我為什麼說計程車行業已經成為全球先進商業模式的毒瘤和最反動的商業模式?因為它之所以能夠運營的一切都是建立在增強資訊對稱的成本,從而提高服務價格;以及限制從業者每個人的心智水準和生產力基礎上的。 對計程車經營者和監管者來說,他們對移動互聯網技術的最大恐懼在於:司機和乘客可以有更好的方式互相發現和連接,從而讓叫到一輛車變得更容易,並因此降低了交易成本;當你發現即便計程車公司通過自己控制「電話召車」 讓司機和乘客的需求有可能對接在一起的時候,相應帶來的也是價格(交易成本)的增加,因為資訊對稱對他們來說意味著利益受損。 同樣,計程車運營者和監管者需要靠每一位司機帶來利潤,但他們擔心太聰明的司機——因為司機一旦掌握更聰明的方式能更容易與使用者建議聯繫並帶來更多的收益,他/她很快就會意識到背後的計程車公司帶給他/她的保障和限制遠大於羈絆。 所以這個世界上大多數計程車公司都盡可能地讓出租車服務水準維持在一個較低或勉強及格的水平線上,這樣做既能保障利潤,又能有效地控制司機。
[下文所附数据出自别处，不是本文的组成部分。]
Issue #6545, opened 2026-08-21
Postgres extended-query bind() silently drops a statement while errorInTransaction, instead of erroring


robfrank:
## Description

Follow-up from the Claude Code review on PR #6542 (fix for #6457).

#6457/#6542 fixed the Postgres **simple-query** protocol path: previously, once a transaction was aborted (`errorInTransaction`), every subsequent statement was silently swallowed instead of returning an ErrorResponse (SQLSTATE 25P02), until a COMMIT/ROLLBACK cleared it.

The same silent-swallow pattern still exists on the **extended query protocol** path, in `PostgresNetworkExecutor.bindCommand()`:

```java
// postgresw/src/main/java/com/arcadedb/postgres/PostgresNetworkExecutor.java (~line 1761)
if (errorInTransaction)
  return;
```

When a transaction is aborted, a client's Bind message is silently accepted (the method returns without writing an ErrorResponse, and the caller ends up sending `bind complete`) instead of rejecting it with SQLSTATE 25P02 ("current transaction is aborted, commands ignored until end of transaction block"), which is what real Postgres does and what #6542 now does for the simple-query path.

This is distinct from #6543 (which covers the Parse-dispatch BEGIN/COMMIT/ROLLBACK tracking gap in `parseCommand()`) — this one is about the aborted-transaction guard in `bindCommand()` silently no-oping instead of erroring.

## Suggested fix

Mirror the simple-query fix from #6542: when `errorInTransaction` is true, write an ErrorResponse with SQLSTATE 25P02 instead of silently returning, so a client using the extended query protocol sees the same aborted-transaction behavior as one using simple queries.

## Test plan

A wire-level IT similar to `Issue6457AbortedTransactionSimpleQueryIT`, but driving Parse/Bind/Execute messages directly, asserting an ErrorResponse (not silent success) is returned for a Bind sent while `errorInTransaction` is set.

Issue #6543, opened 2026-08-21
Postgres extended query protocol: Parse dispatch recognizes BEGIN/COMMIT but not ROLLBACK


robfrank:
## Description

Follow-up from the Claude Code review on PR #6542 (fix for #6457).

In `PostgresNetworkExecutor.parseCommand()` (extended query protocol, Parse message handling), the dispatch that
tracks explicit-transaction state only recognizes `BEGIN`/`BEGIN TRANSACTION` and `COMMIT`:

```java
// postgresw/src/main/java/com/arcadedb/postgres/PostgresNetworkExecutor.java (~line 1899)
if ("BEGIN".equalsIgnoreCase(portal.query) || "BEGIN TRANSACTION".equalsIgnoreCase(portal.query)) {
  explicitTransactionStarted = true;
  setEmptyResultSet(portal);
} else if ("COMMIT".equalsIgnoreCase(portal.query)) {
  explicitTransactionStarted = false;
  setEmptyResultSet(portal);
}
```

There is no `ROLLBACK` branch. A bare `ROLLBACK` sent over the extended query protocol (Parse/Bind/Execute, as
opposed to the simple-query protocol fixed in #6542) falls through and gets parsed by the SQL engine
(`sqlEngine.parse(query.query, ...)`), which fails since `ROLLBACK` is not valid ArcadeDB SQL.

This is the same class of bug as #6457, just on the other wire path. #6457/#6542 were explicitly scoped to the
simple-query protocol only, so this was intentionally left out of that PR.

## Suggested fix

Add a `ROLLBACK`/`ROLLBACK TRANSACTION` branch alongside the existing `COMMIT` branch in the Parse dispatch, mirroring
the simple-query protocol fix: clear `explicitTransactionStarted`, call `database.rollback()`, and return an empty
result set instead of routing to the SQL engine.

## Also worth covering while there

The Claude review on #6542 additionally noted that `isCommitStatement`/`isRollbackStatement`/`isTransactionEndStatement`
(simple-query protocol, already fixed in #6542) don't match the SQL-standard `COMMIT WORK`/`ROLLBACK WORK`/`END WORK`
forms, only bare and `... TRANSACTION` forms. Not required for #6542, but could be picked up together with this issue
since it's the same helper family.

PR #6555, opened 2026-08-21
fix(#6548): recognize BEGIN/COMMIT/ROLLBACK-family statements in parseCommand() while aborted

### LINKED ISSUE #6548: Postgres extended query protocol: aborted-transaction ROLLBACK recovery never reaches the new dispatch (errorInTransaction early-return)
## Description

Follow-up from the Claude Code review on PR #6546 (fix for #6543).

`PostgresNetworkExecutor.parseCommand()`, `bindCommand()`, and `executeCommand()` (extended query protocol,
Parse/Bind/Execute) all start with an early return once the session is in an aborted-transaction state:

```java
if (errorInTransaction)
  return;
```

(`parseCommand()` at ~line 1848, `bindCommand()` at ~line 1762, `executeCommand()` at ~line 439.)

This means that once `errorInTransaction` is set, a client that sends an explicit `ROLLBACK` (or `COMMIT`/`END`,
which real Postgres treats identically while aborted) over the **extended** query protocol to recover from the
aborted transaction never reaches the BEGIN/COMMIT/ROLLBACK dispatch added in #6546 - `Parse` just silently
returns and the message is dropped.

When `Sync` eventually arrives, its `errorInTransaction` branch (`syncCommand()`, ~line 320-323) does call
`database.rollback()` and clears `errorInTransaction`, but it never touches `explicitTransactionStarted`. Since
`writeReadyForQueryMessage()` checks `errorInTransaction` first and `explicitTransactionStarted` second, the
client ends up back at `ReadyForQuery` status `'T'` instead of `'I'` after recovering from an aborted
transaction over the extended protocol - the same "wedged forever" symptom #6543 fixed, just reached via the
aborted-transaction path instead of a plain `ROLLBACK` with no prior error.

Compare with `queryCommand()`'s simple-query dispatch (issue #6457, PR #6542), which explicitly special-cases
`isTransactionEndStatement(...)` while `errorInTransaction` is true (lines 582-604) and clears *both*
`errorInTransaction` and `explicitTransactionStarted` there.

## Suggested fix

Mirror `queryCommand()`'s aborted-transaction handling in the extended-protocol dispatch: before (or instead
of) the unconditional `if (errorInTransaction) return;` in `parseCommand()`, recognize a
BEGIN/COMMIT/ROLLBACK-family statement (via the existing `isCommitStatement`/`isRollbackStatement` helpers) and
clear `explicitTransactionStarted` there (in addition to whatever `errorInTransaction` handling is appropriate
for `bindCommand()`/`executeCommand()` on the resulting portal). This is a materially bigger change than #6546
- it touches three call sites instead of one and needs to reason about portal state across Parse/Bind/Execute
while aborted - which is why it was scoped out rather than folded into that PR.

## Also worth covering while there

`isCommitStatement`/`isRollbackStatement`/`isTransactionEndStatement` now cover `COMMIT`/`COMMIT TRANSACTION`/
`COMMIT WORK`/`END`/`END TRANSACTION`/`END WORK`/`ROLLBACK`/`ROLLBACK TRANSACTION`/`ROLLBACK WORK` (as of
#6546), so whatever fixes this should have all of those forms available for free via the existing helpers.

robfrank:
## What does this PR do?

`PostgresNetworkExecutor.parseCommand()` started with an unconditional `if (errorInTransaction) return;` before ever inspecting the query text. Once a statement erred inside an explicit `BEGIN` block, a client sending an explicit `ROLLBACK` (or `COMMIT`/`END`, which real Postgres treats identically while aborted) over the **extended query protocol** to recover from the aborted transaction never reached the BEGIN/COMMIT/ROLLBACK dispatch #6546 added to the simple-query path - `Parse` just silently dropped the message.

`Sync`'s own `errorInTransaction` branch calls `database.rollback()` and clears `errorInTransaction`, but never touches `explicitTransactionStarted`. Since `writeReadyForQueryMessage()` checks `errorInTransaction` first and `explicitTransactionStarted` second, the client ended up back at `ReadyForQuery` status `'T'` instead of `'I'` after "recovering" - the same "wedged forever" symptom #6543 fixed, just reached via the aborted-transaction path.

`parseCommand()` now recognizes a transaction-end statement (via the existing `isTransactionEndStatement`/`isCommitStatement`/`isRollbackStatement` helpers) before falling through to the early return while aborted, mirroring `queryCommand()`'s aborted-transaction dispatch:
- Rolls back the active transaction if one is active.
- Clears both `explicitTransactionStarted` and `errorInTransaction`.
- Overrides the portal's query text to `"ROLLBACK"` so `executeCommand()` later reports the `ROLLBACK` command tag regardless of whether the client sent `COMMIT`/`END`/`ROLLBACK` - real Postgres treats a `COMMIT`/`END` of an aborted transaction the same as `ROLLBACK`.
- Stores the resulting portal and writes `ParseComplete`, so the following Bind/Execute/Sync round trip runs through the ordinary (non-aborted) code paths without any changes needed in `bindCommand()`/`executeCommand()` themselves.

Every other statement while aborted still falls through to the silent `return` - `bindCommand()`'s own `errorInTransaction` check (#6545) is what turns an attempt to Bind one of those into an `ErrorResponse`.

## Motivation

Follow-up from the Claude Code review on PR #6546 (fix for #6543), filed as #6548. Without this fix, a client that reaches an aborted transaction while inside an explicit `BEGIN` over the extended protocol has no way back to idle status via extended-protocol `ROLLBACK`/`COMMIT`/`END` - and for many real clients (which re-`Parse` the unnamed statement/portal per statement) the attempt actually desyncs and closes the connection, since `Execute` always removes its portal and the dropped `Parse` leaves nothing for the following `Bind` to find.

## Related issues

Closes #6548

## Additional Notes

New regression test `Issue6548AbortedTransactionRollbackExtendedProtocolIT`:
- Reproduces the wedge: `BEGIN` (extended) -> a malformed `Parse` aborts the transaction -> `ROLLBACK` sent as its own Parse/Bind/Execute/Sync must clear both flags, reporting status `'I'`, not `'T'`.
- Verified red against the unfixed code first (git-stashed the source fix, ran the test, restored it) - it failed with a protocol desync rather than a clean assertion failure, confirming the bug is sharper than "wrong status": some clients get their connection closed outright.
- Covers `COMMIT`/`END` while aborted producing the `ROLLBACK` command tag.
- Confirms the session is fully usable again after recovery.

Full aborted-transaction/rollback regression group (`Issue6543RollbackExtendedProtocolIT`, `Issue6545AbortedTransactionExtendedQueryIT`, `Issue6457AbortedTransactionSimpleQueryIT`, plus this new class) passes: 9/9. Broader `postgresw` integration-test suite: 19/19 of the tests that ran passed; `PostgresProtocolIT` crashed its forked JVM under severe host memory pressure (unrelated general JDBC connectivity test, reproduced the same crash in isolation) - treated as a pre-existing environmental flake, not a regression from this change.

## Checklist

### DIFF
--- a/docs/6548-extended-protocol-rollback-recovery.md
+++ b/docs/6548-extended-protocol-rollback-recovery.md
@@ -47,6 +47,24 @@ one of those into an `ErrorResponse`.
 
 - `postgresw/src/main/java/com/arcadedb/postgres/PostgresNetworkExecutor.java` - `parseCommand()`.
 
+## Review follow-up: trailing ';' / whitespace
+
+`isCommitStatement()`/`isRollbackStatement()` match by exact string equality, so `abortedUpperCaseText` has to
+be trimmed and stripped of a trailing `;` before comparison - the same normalization `queryCommand()` applies
+to its own `queryText` (`queryText = readString().trim(); if (queryText.endsWith(";")) queryText = ...`)
+before its aborted-transaction check runs. Without it, a client that sends `"ROLLBACK;"` (a real Postgres
+statement terminator many drivers append) over the extended protocol while aborted falls through to the
+silent `return`, reproducing this issue's "wedged forever" symptom via a trailing semicolon instead of via
+the missing dispatch. Caught by the Claude Code review on this PR.
+
+Fixed narrowly: a local `abortedText` is trimmed and semicolon-stripped before uppercasing, only for the
+match this PR's new branch performs. `portal.query` itself is left untouched (the matched branch overwrites
+it outright with `"ROLLBACK"`; the unmatched branch discards the portal). The non-aborted BEGIN/COMMIT/
+ROLLBACK dispatch a few lines below (`upperCaseText` at parseCommand()'s top) has the identical gap, but that
+variable is also read by several unrelated checks (SET/SHOW/SAVEPOINT/system-query), so normalizing it there
+is a materially larger, riskier change outside this PR's scope - left as a pre-existing issue, not introduced
+here, callable out as a fast follow if desired.
+
 ## Tests
 
 - `postgresw/src/test/java/com/arcadedb/postgres/Issue6548AbortedTransactionRollbackExtendedProtocolIT.java` (new)
@@ -54,6 +72,9 @@ one of those into an `ErrorResponse`.
     sent as its own Parse/Bind/Execute/Sync must clear both `errorInTransaction` and
     `explicitTransactionStarted`, reporting status `'I'`, not `'T'`.
   - Covers `COMMIT`/`END` while aborted producing the `ROLLBACK` command tag, per real Postgres semantics.
+  - Covers `"ROLLBACK;"`, `" ROLLBACK "`, and `" ROLLBACK; "` while aborted, locking in the trim/semicolon-strip
+    fix above - verified red against the code before that fix (protocol desync, same signature as the
+    original bug), green after.
   - Confirms the session is fully usable again after recovery (`SELECT 1` succeeds with no `ErrorResponse`).
 
 ## Verification
--- a/docs/6548-extended-protocol-rollback-recovery.md
+++ b/docs/6548-extended-protocol-rollback-recovery.md
@@ -1,0 +1,84 @@
+# Issue #6548: Postgres extended-protocol ROLLBACK recovery never reaches the new dispatch
+
+## Root cause
+
+`PostgresNetworkExecutor.parseCommand()` starts with:
+
+```java
+if (errorInTransaction)
+  return;
+```
+
+This early return happens **before** the query text is inspected at all. Once `errorInTransaction` is
+set (a statement erred inside an explicit `BEGIN` block), a client that sends an explicit `ROLLBACK` (or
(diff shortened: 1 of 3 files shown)


robfrank:
Fixed the semicolon/whitespace gap in \`abortedUpperCaseText\` (2938d1d): a local \`abortedText\` is trimmed and stripped of a trailing \`;\` before uppercasing, mirroring \`queryCommand()\`'s own normalization. \`portal.query\` itself is left untouched - the matched branch overwrites it with \`"ROLLBACK"\` regardless, and the unmatched branch discards the portal.

Verified red first: reverted just that change, ran a new test with \`"ROLLBACK;"\`/\`" ROLLBACK "\`/\`" ROLLBACK; "\` variants - same protocol-desync signature as the original bug. Green after restoring the fix.

Left the non-aborted BEGIN/COMMIT/ROLLBACK dispatch's \`upperCaseText\` (parseCommand()'s top) untouched - it has the identical gap, but that variable also feeds several unrelated checks (SET/SHOW/SAVEPOINT/system-query), so normalizing it is a materially larger change than this PR's scope. Noted in the tracking doc as a pre-existing, separate issue.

所以即便在只是服務現有計程車司機群體的嘀嘀打車和快的打車推出來的時候,那些計程車公司和行業監管者的第一反應也是「洪水猛獸」;所以當Uber和易到們的主動開車門、提供礦泉水和手機充電裝置, 還有Lyft的司機和乘客每次服務結束後擊拳相慶的時候,再想想那些車內陳設灰暗渾濁、司機普遍拒收信用卡和從不主動幫使用者拿行李計程車,你就明白為什麼了。
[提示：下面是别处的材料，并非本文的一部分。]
PR #6571, opened 2026-08-22
fix(engine): native select must not cap the index candidate scan by the result limit

### LINKED ISSUE #6565: Native select applies limit to the index candidate scan: skip/limit paging and IS NOT NULL silently lose rows
**Version:** reproduced on 26.7.3 and on 26.8.1 (latest release); root cause still present on `main` at `86c4338`
**Environment:** JDK 25 (Temurin), Windows 11 x64, embedded `DatabaseFactory`, no server
**Component:** `com.arcadedb.query.select` — native select builder

Tagging: @robfrank @lvca 

### Summary

`SelectExecutor.lookForIndexes()` hands the query's **result** `limit` to `MultiIndexCursor`, which applies it to **candidates** read from the index. Those candidates are then reduced twice more downstream — by `evaluateWhere()`, and by `skip` — so the cap is spent before the filtering it was supposed to survive. The query returns fewer rows than match, with no error and no warning.

Two query shapes are affected, and the second one is ordinary paging.

**A. A null check combined with another condition.** The index covers only the other condition, so the null check runs on whatever candidates survived the cap.

```java
db.select().fromType("T").where()
  .property("a").eq().value("x")
  .and().property("b").isNotNull()
  .limit(500).documents();           // 200 documents match; returns 101
```

**B. `skip` + `limit` on a plain indexed equality — no null check anywhere.** The candidate cap is `limit`, but reaching row `skip+1` needs at least `skip + limit` candidates, so the result is short by `skip`, and empty whenever `skip >= limit`.

```java
db.select().fromType("T").where()
  .property("a").eq().value("x")
  .skip(100).limit(50).documents();  // 1000 documents match; returns 0
```

`.count()` on that same query returns `0` as well.

The same queries through the SQL engine are all correct, so this is an inconsistency between two of ArcadeDB's own APIs rather than a limitation of the data or the schema.

### Reproducer

A single self-contained [jbang](https://www.jbang.dev) file — no build, no server, embedded database in a temp directory, pulls `arcadedb-engine` itself. Save as `ArcadeDbLimitBug.java` and run `jbang ArcadeDbLimitBug.java`. It exits 1 while the bug is present.

<details>
<summary><code>ArcadeDbLimitBug.java</code></summary>

```java
///usr/bin/env jbang "$0" "$@" ; exit $?
//DEPS com.arcadedb:arcadedb-engine:26.8.1
//JAVA 21+

import com.arcadedb.schema.Schema;
import com.arcadedb.schema.Type;

import java.nio.file.Files;
import java.util.Iterator;

class ArcadeDbLimitBug {

    static final int ROWS = 1000, MATCHES = 200;
    static boolean reproduced = false;

    public static void main(String[] args) throws Exception {
        var dir = Files.createTempDirectory("arcadedb-limit-bug");
        try (var db = new DatabaseFactory(dir.resolve("db").toString()).create()) {
            seed(db);

            System.out.println("\nArcadeDB native select vs SQL - " + ROWS + " rows, all with a='x', exactly "
                    + MATCHES + " with b set\n");
            System.out.println("A. a null check combined with another condition, with a limit");
            System.out.printf("%-46s %-10s %-10s %s%n", "query", "native", "sql", "expected");

            for (var limit : new int[]{50, 100, 200, 500, 1000}) {
                var expected = Math.min(limit, MATCHES);
                check("a='x' AND b IS NOT NULL   limit " + limit,
                        nativeEqNotNull(db, limit),
                        sql(db, "select from T where a = 'x' and b is not null limit " + limit),
                        expected);
            }
            check("a='x' AND b IS NOT NULL   no limit",
                    nativeEqNotNull(db, -1), sql(db, "select from T where a = 'x' and b is not null"), MATCHES);

            System.out.println("\nB. skip + limit on a plain indexed equality - no null check anywhere");
            System.out.printf("%-46s %-10s %-10s %s%n", "query", "native", "sql", "expected");
            page(db, 0, 50, 50);
            page(db, 10, 50, 50);
            page(db, 100, 50, 50);
            page(db, 500, 50, 50);
            page(db, 0, 1000, 1000);
            page(db, 100, 1000, 900);
            checkCount(db);

            System.out.println("\nC. controls - every other shape pages correctly");
            System.out.printf("%-46s %-10s %-10s %s%n", "query", "native", "sql", "expected");
            check("b IS NOT NULL alone        limit 500",
                    count(db.select().fromType("T").where().property("b").isNotNull().limit(500).documents()),
                    sql(db, "select from T where b is not null limit 500"), MATCHES);
            check("a='x' AND n<200            limit 500",
                    count(db.select().fromType("T").where().property("a").eq().value("x")
                            .and().property("n").lt().value(200).limit(500).documents()),
                    sql(db, "select from T where a = 'x' and n < 200 limit 500"), MATCHES);
            check("b='set' alone              limit 500",
                    count(db.select().fromType("T").where().property("b").eq().value("set").limit(500).documents()),
                    sql(db, "select from T where b = 'set' limit 500"), MATCHES);

            System.out.println(reproduced
                    ? "\nBUG REPRODUCED: the limit is spent on index candidates, before the where clause and the skip."
                    : "\nNot reproduced on this build.");
        }
        if (reproduced) System.exit(1);
    }

    static void seed(Database db) {
        db.transaction(() -> {
            var t = db.getSchema().createDocumentType("T");
            t.createProperty("a", Type.STRING);
            t.createProperty("b", Type.STRING);
            t.createProperty("n", Type.INTEGER);
            t.createTypeIndex(Schema.INDEX_TYPE.LSM_TREE, false, "a");
            t.createTypeIndex(Schema.INDEX_TYPE.LSM_TREE, false, "b");
            t.createTypeIndex(Schema.INDEX_TYPE.LSM_TREE, false, "n");
        });
        db.transaction(() -> {
            for (var i = 0; i < ROWS; i++) {
                var d = db.newDocument("T");
                d.set("a", "x");
                d.set("n", i);
                if (i % (ROWS / MATCHES) == 0) d.set("b", "set");
                d.save();
            }
        });
    }

    static int nativeEqNotNull(Database db, int limit) {
        var after = db.select().fromType("T").where()
                .property("a").eq().value("x").and().property("b").isNotNull();
        return count(limit < 0 ? after.documents() : after.limit(limit).documents());
    }

    static void page(Database db, int skip, int limit, int expected) {
        check("a='x'   skip " + skip + " limit " + limit,
                count(db.select().fromType("T").where().property("a").eq().value("x")
                        .skip(skip).limit(limit).documents()),
                sql(db, "select from T where a = 'x' skip " + skip + " limit " + limit),
                expected);
    }

    static void checkCount(Database db) {
        var nativeCount = db.select().fromType("T").where().property("a").eq().value("x").skip(100).limit(50).count();
        if (nativeCount != 50) reproduced = true;
        System.out.printf("%-46s %-10s %-10s %-6d %s%n", "a='x'   skip 100 limit 50   .count()",
                nativeCount, 50, 50, nativeCount != 50 ? "  <-- WRONG" : "");
    }

    static int sql(Database db, String query) {
        var n = 0;
        try (var rs = db.query("sql", query)) {
            while (rs.hasNext()) { rs.next(); n++; }
        }
        return n;
    }

    static int count(Iterator<?> it) {
        var n = 0;
        while (it.hasNext()) { it.next(); n++; }
        return n;
    }

    static void check(String label, int nativeCount, int sqlCount, int expected) {
        var bad = nativeCount != expected;
        if (bad) reproduced = true;
        System.out.printf("%-46s %-10s %-10s %-6d %s%n", label, nativeCount, sqlCount, expected,
                bad ? "  <-- WRONG" : "");
    }
}
```

</details>

### Actual vs expected

1000 documents, all with `a='x'`, exactly 200 with `b` set; non-unique LSM_TREE indexes on `a`, `b` and `n`.

```
A. a null check combined with another condition, with a limit
query                                          native     sql        expected
a='x' AND b IS NOT NULL   limit 50             11         50         50       <-- WRONG
a='x' AND b IS NOT NULL   limit 100            21         100        100      <-- WRONG
a='x' AND b IS NOT NULL   limit 200            41         200        200      <-- WRONG
a='x' AND b IS NOT NULL   limit 500            101        200        200      <-- WRONG
a='x' AND b IS NOT NULL   limit 1000           200        200        200
a='x' AND b IS NOT NULL   no limit             200        200        200

B. skip + limit on a plain indexed equality - no null check anywhere
query                                          native     sql        expected
a='x'   skip 0 limit 50                        50         50         50
a='x'   skip 10 limit 50                       41         50         50       <-- WRONG
a='x'   skip 100 limit 50                      0          50         50       <-- WRONG
a='x'   skip 500 limit 50                      0          50         50       <-- WRONG
a='x'   skip 0 limit 1000                      1000       1000       1000
a='x'   skip 100 limit 1000                    900        900        900
a='x'   skip 100 limit 50   .count()           0          50         50       <-- WRONG

C. controls - every other shape pages correctly
query                                          native     sql        expected
b IS NOT NULL alone        limit 500           200        200        200
a='x' AND n<200            limit 500           200        200        200
b='set' alone              limit 500           200        200        200
```

Every wrong number falls out of the arithmetic below, which is what makes us think this is one defect rather than two: in A the candidate cap is `limit + 1` and one candidate in five carries `b`, giving `limit/5 + 1`; in B the cap is `limit + 1` candidates of which `skip` are consumed, giving `max(0, limit + 1 - skip)`.

### Root cause

[`SelectExecutor.lookForIndexes()`](https://github.com/ArcadeData/arcadedb/blob/86c4338fa1f5fe8c07607f1d61c469e7ed789cdc/engine/src/main/java/com/arcadedb/query/select/SelectExecutor.java#L207-L218) passes `select.limit` straight into the cursor:

```java
private MultiIndexCursor lookForIndexes() {
  if (select.fromType != null && select.rootTreeElement != null) {
    final List<IndexCursor> cursors = new ArrayList<>();

    // FIND AVAILABLE INDEXES
    boolean canUseIndexes = isTheNodeFullyIndexed(select.rootTreeElement);   // <-- computed, never read

    filterWithIndexes(select.rootTreeElement, cursors);
    if (!cursors.isEmpty())
      return new MultiIndexCursor(cursors, select.limit, true);              // <-- a RESULT limit used as a CANDIDATE limit
  }
  return null;
}
```

[`MultiIndexCursor.hasNext()`](https://github.com/ArcadeData/arcadedb/blob/86c4338fa1f5fe8c07607f1d61c469e7ed789cdc/engine/src/main/java/com/arcadedb/index/MultiIndexCursor.java#L112-L116) then stops the scan after `limit + 1` candidates:

```java
if (limit > -1 && browsed > limit)
  return false;
```

Downstream, [`SelectIterator`](https://github.com/ArcadeData/arcadedb/blob/86c4338fa1f5fe8c07607f1d61c469e7ed789cdc/engine/src/main/java/com/arcadedb/query/select/SelectIterator.java#L66-L90) is correct on its own terms — its constructor consumes the first `skip` records, its `hasNext()` caps at `skip + limit`, and `fetchNext()` drops anything failing `evaluateWhere()`. That is exactly why the candidate cap is unsound: a candidate cap of `select.limit` is only correct when the index cursors match the predicate exactly **and** `skip == 0`, and neither condition is tested.

The unused `canUseIndexes` local looks like the intended guard, but as written it would not be sufficient either — `isTheNodeFullyIndexed()` returns `true` for `a='x' AND b IS NOT NULL`, because for an `and` node it returns `leftIsIndexed || rightIsIndexed`, i.e. "an index is usable here" rather than "the predicate is fully covered".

事實上即便如此,傳統的計程車司機已經在分野了:我在三藩市遇到的Uber司機有50%以上來自傳統的計程車公司和豪車租賃公司,他們也會抱怨Uber有時過於激烈的降價措施讓他們沒有獲得更多的收益,但回想起過去的計程車生涯, 他們還是會說「回不到從前了」;我也聽到過北京的曾經開過計程車的易到用車司機說這種開車方式和服務品質「其實讓你的壓力比過去小得多,效率還高」。 而我幾天前在臺北叫計程車,隨便問了一位計程車司機「你聽說過Uber麼?」 沒想到他的反應很激烈:「哦Uber!我知道!哎呀他們是非法的,要被取締的!」
跨過了一線之隔的司機,幾乎就已經完全處於兩個不同的世界了。
因此,當計程車公司和行業協會組織計程車司機們遊行、抗議和遊說,旨在希望監管機構封殺Uber、Lyft和易到們的時候,本質上這已經成了一批蒙昧的計程車從業者向他們已經成功「進化」的昔日同行們發起的進攻。 而對於政府和監管者來說,前者是他們的稅收和相關利益,以及「保護就業」的正當性的來源;後者則是恐懼、不安和失控的來源。 因此,對監管者來說,他們生怕我們每一個人能叫到車,能享受更好的服務同時享受更低的價格。
不過對真正的創新者來說,抗議者和監管者的叫囂和阻力越猛烈的地方,往往都是他們業務真正蓬勃發展的地方。 例如在Uber服務遭遇嚴格限制,監管者甚至默許計程車司機用暴力對待Uber司機的巴黎,Uber的增長曲線始終居其在全球的前列。 更重要的是,你會在這些公司持續甚至是幾乎每隔幾週一次的產品更新中發現新的服務和選擇——比如易到為頻繁商旅使用者增加的「常用城市」清單和Uber在北京推出的「人民優步」...... 這就是技術和產品對使用者帶來的切實但細微的改變。 這些細微的改變,新的技術和產品服務提供者完成其中一小項只需要一周,但旨在推動封殺它們的傳統計程車行業,卻3年也做不到哪怕是一點點。
那麼,當我們已經享受到的更優質的服務隨時面臨被進一步嚴格監管甚至取締的時候,我們應該做什麼?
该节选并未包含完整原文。